» Work to be completed:
Go through the records below and copy out every line that contains the word "reference".

» Data supplied:

PR #324, opened 2023-05-01
BBOX, Example server #1, README

jerstlouis:


jerstlouis:
Merged.

fmigneault:
Just curious. 
What's the point of the `anyOf` if the enum is short-circuited with the generic string URI format?
Can't the definition be simplified only to that URI format, and move the enum values to `examples`?

pvretano:
@fmigneault normally that enum list would be augmented with the list of CRSs that the server actually supports.  However, should anyone extent the list and they try validation using the schemas at opengis.net, validation will fail.  The short circuit is to allow validation again the normative schemas at opengis.net to succeed when the server supports more than just CRS84 and CRS84h.  @jerstlouis can probably explain it better than me.

jerstlouis:
@fmigneault We discussed this in the call this morning. There is a permission that says that implementations can add additional values to the "enum" to declare the CRSs that they support from the OpenAPI definition.
At the moment, there is no other way to do so.

I added an additional note that clarifies that the reason for the `anyOf` is so that execution requests will validate against the OGC canonical schema.

Issue #319, opened 2023-02-24
Inconsistent schemas in DRU extension since OpenAPI restructure


fmigneault:
Since #306, both of these files exist at the same time:
- https://github.com/opengeospatial/ogcapi-processes/blob/master/extensions/deploy_replace_undeploy/standard/openapi/schemas/ogcapppkg.yaml
- https://github.com/opengeospatial/ogcapi-processes/blob/master/openapi/schemas/processes-dru/ogcapppkg.yaml

Although their names are the same, their contents are entirely different.

Multiple other items under https://github.com/opengeospatial/ogcapi-processes/tree/master/extensions/deploy_replace_undeploy/standard/openapi have not been moved at all. 

Having both locations with inconsistent schemas makes it very confusing for referencing this extension.

jerstlouis:
@fmigneault @gfenoy 

When I worked on #306, I updated all of the reference from Processes - Part 1, but not those from Part 2.
That is why I left the schemas in Part 2 until it is updated properly.
I am not sure what the ogcapppkg in the root openapi directory is -- it might be the updated one from Gerald.
Gerald could you please verify and do a PR to update Part 2 to reference the new one, and remove the old schemas once everything works fine?

Note that the top-level metanorma document for Part 2 will have to be moved to the root alongside Part 1 & 3 to avoid errors referencing above it.

gfenoy:
@fmigneault thanks for your patience.

The schemas should now be correct in the root openapi location [62f3743](https://github.com/opengeospatial/ogcapi-processes/pull/327/commits/62f374335fd5deb5838052107afb6123cb1959ef). Also, I have modified the [ogcapi-processes.yaml](https://github.com/GeoLabs/ogcapi-processes/blob/feature/fix-issue-319/openapi/ogcapi-processes.yaml) to include Part 2, but did not push the generated json bundle yet.

fmigneault:
@gfenoy 
No problem. Thanks for working on this!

» Final answer:
When I worked on #306, I updated all of the reference from Processes - Part 1, but not those from Part 2.
Gerald could you please verify and do a PR to update Part 2 to reference the new one, and remove the old schemas once everything works fine?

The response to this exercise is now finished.